In order to improve the inference efficiency of Llama 3 models, the company said that it has adopted grouped query attention (GQA) across both the 8B and 70B sizes.

“We trained the models on sequences of 8,192 tokens, using a mask to ensure self-attention does not cross document boundaries,” it added.

Other improvements include the training dataset of Llama 3, which the company claims is seven times larger than the one used to train Llama 2. Llama 3 is pre-trained on over 15 trillion tokens that were collected from publicly available sources, the company said.

In order to ensure that Llama 3 was trained on high-quality data, the company developed a series of data filtering pipelines, which include using heuristic filters, NSFW filters, semantic deduplication approaches, and text classifiers.

“We found that previous generations of Llama are surprisingly good at identifying high-quality data, hence we used Llama 2 to generate the training data for the text-quality classifiers that are powering Llama 3,” the company said.

In order to reduce training time by 95% when compared to Llama 2, Meta claims it used an advanced training stack that automates error detection, handling, and maintenance.

“We also greatly improved our hardware reliability and detection mechanisms for silent data corruption, and we developed new scalable storage systems that reduce overheads of checkpointing and rollback,” the company said.

Training runs for Llama 3 were run on two custom-built 24K GPU clusters

The combination of all the improvements and advancements, including the enhanced security features, sets the new models apart from competitors like OpenAI’s ChatGPT, Mistral’s Le Chat, Google’s Gemini, and x.AI’s Grok, said Paul Nashawaty, lead of app development and modernization practice at The Futurum Group.

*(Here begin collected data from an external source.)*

PR #138, opened 2022-03-20
add dependabot configuration

yeikel:
See https://github.blog/2020-06-01-keep-all-your-packages-up-to-date-with-dependabot/

### DIFF
--- a/.github/dependabot.yml
+++ b/.github/dependabot.yml
@@ -1,0 +1,6 @@
+version: 2
+updates:
+  - package-ecosystem: "maven"
+    directory: "/"
+    schedule:
+      interval: "daily"


.github/dependabot.yml
```diff
@@ -0,0 +1,6 @@
+version: 2
+updates:
+  - package-ecosystem: "maven"
+    directory: "/"
+    schedule:
+      interval: "daily"
```
yeikel, line 6: If needed, we can change this to weekly

tsegismont:
Thank you but I don't believe this is necessary. GitHub provides notifications about releases that we use to determine if a new version is required.

yeikel:
> Thank you but I don't believe this is necessary. GitHub provides notifications about releases that we use to determine if a new version is required.

Are these pull requests created automatically?

Because notifications are easy to miss and it's not only about security alerts

tsegismont:
No they are not created automatically.

PR #151, opened 2022-07-07
allow NoopGauges. fixes #150

### LINKED ISSUE #150: Using Micrometer Filters to disable any VertX Gauge measurement causes infinite loop
### Version

VertX 4.3.2

### Context

(https://github.com/vert-x3/vertx-micrometer-metrics/commit/5a4a10a16695b8d81866d0325e9125bc63e8d43d)

In our microservices we are filtering out certain metrics from micrometer / prometheus to reduce the overall load (we dont need them) and this also includes specific metrics tracked by vertx like:

```
"vertx.pool.ratio"
"vertx.pool.completed"
"vertx.eventbus.handlers"
```

for now i fixed this for us by changing from using Micrometer Filter's to disable the metrics to whitelisting the metrics to be scraped instead but it would be nice if the `NullGauge` from Micrometer would be supported.

```
final var whitelist = pmr.getMeters().stream()
              .map(Meter::getId)
              .filter(id -> !filteredMetrics.contains(id.getName()))
              .map(id -> id.getConventionName(NAMING_CONVENTION))
              .collect(Collectors.toUnmodifiableSet());
            System.err.println(whitelist);
            return ((PrometheusMeterRegistry) pmr).scrape(TextFormat.CONTENT_TYPE_004, whitelist);
```

### Do you have a reproducer?

no - can provide one on demand

### Steps to reproduce

```
final var reg = BackendRegistries.getDefaultNow();
 reg.config().meterFilter(MeterFilter.deny(id -> "vertx.eventbus.handlers" == id.getName())); // we check for a whole configurable list here
// filters do not retroactively remove metrics which have been collected already - has to be done afterwards manually once
reg.forEachMeter(meter -> {
  if ("vertx.eventbus.handlers" == id.getName())) {
    reg.remove(meter.getId());
  }
});
```

### Extra

openJdk 18

DemonicTutor:
Motivation:

https://github.com/vert-x3/vertx-micrometer-metrics/issues/150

The approach Meta has taken with Llama 3 may offer a distinct avenue for understanding and navigating human interactions better, Nashawaty added.

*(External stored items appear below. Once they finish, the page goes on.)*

PR #170, opened 2023-02-27
fix(noopGauge): fix NoopGauge going to infinite

cristian-joseb:
Motivation:

Explain here the context, and why you're making that change, what is the problem you're trying to solve.

Conformance:
When applying a Meter filter that return MeterFilterReply.DENY, a Gauge of type NoopGauge is returned, which is making the function not being executed then gauge.value() is called. This cause the Gauges.get method going on a infinity loop because of the `if (candidateFunc.invoked)` always returning false.


cristian-joseb:
@tsegismont when is this planned to be applied, we want to update out code base, since we still are working on migrating to Vertx4.

cristian-joseb:
I saw the PR was merged, thank you @tsegismont :)

tsegismont:
You're welcome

What else do you get with Llama 3?

As part of its release of the two Llama 3 variants, Meta said that it was introducing new trust and safety tools, such as Llama Guard 2, Code Shield, and CyberSec Eval 2.

While Llama Guard 2 is a safeguard model that developers can use as an extra layer to reduce the likelihood their model will generate outputs that aren’t aligned with their intended guidelines, Code Shield is a tool targeted at developers to help reduce the chance of generating potentially insecure code.

On the other hand, CyberSecEval, which is designed to help developers evaluate any cybersecurity risks with code generated by LLMs, has been updated with a new capability. “Cybersec Eval 2 expands on its predecessor by measuring an LLM’s susceptibility to prompt injection, automated offensive cybersecurity capabilities, and propensity to abuse a code interpreter, in addition to the existing evaluations for insecure coding practices,” the company said. In order to showcase the power of its new LLMs, the company has also released a new AI assistant, underpinned by the new models, that can be accessed via its Facebook, Instagram, and WhatsApp platforms. A separate webpage has been designed to help users access the assistant as well.

The company is already working on variants of Llama 3, which have over 400 billion parameters. Meta said it will release these variants in the coming months as their effective training is completed.

Llama 3 models have been made available on AWS, Hugging Face, IBM WatsonX, Microsoft Azure, Google Cloud, and Nvidia NIM.

Other vendors, such as Databricks, Kaggle, and Snowflake will offer the latest models as well. In terms of hardware for training, inferencing, and AI-related tasks, Llama 3 will be supported by AMD, AWS, Dell, Intel, Nvidia, and Qualcomm.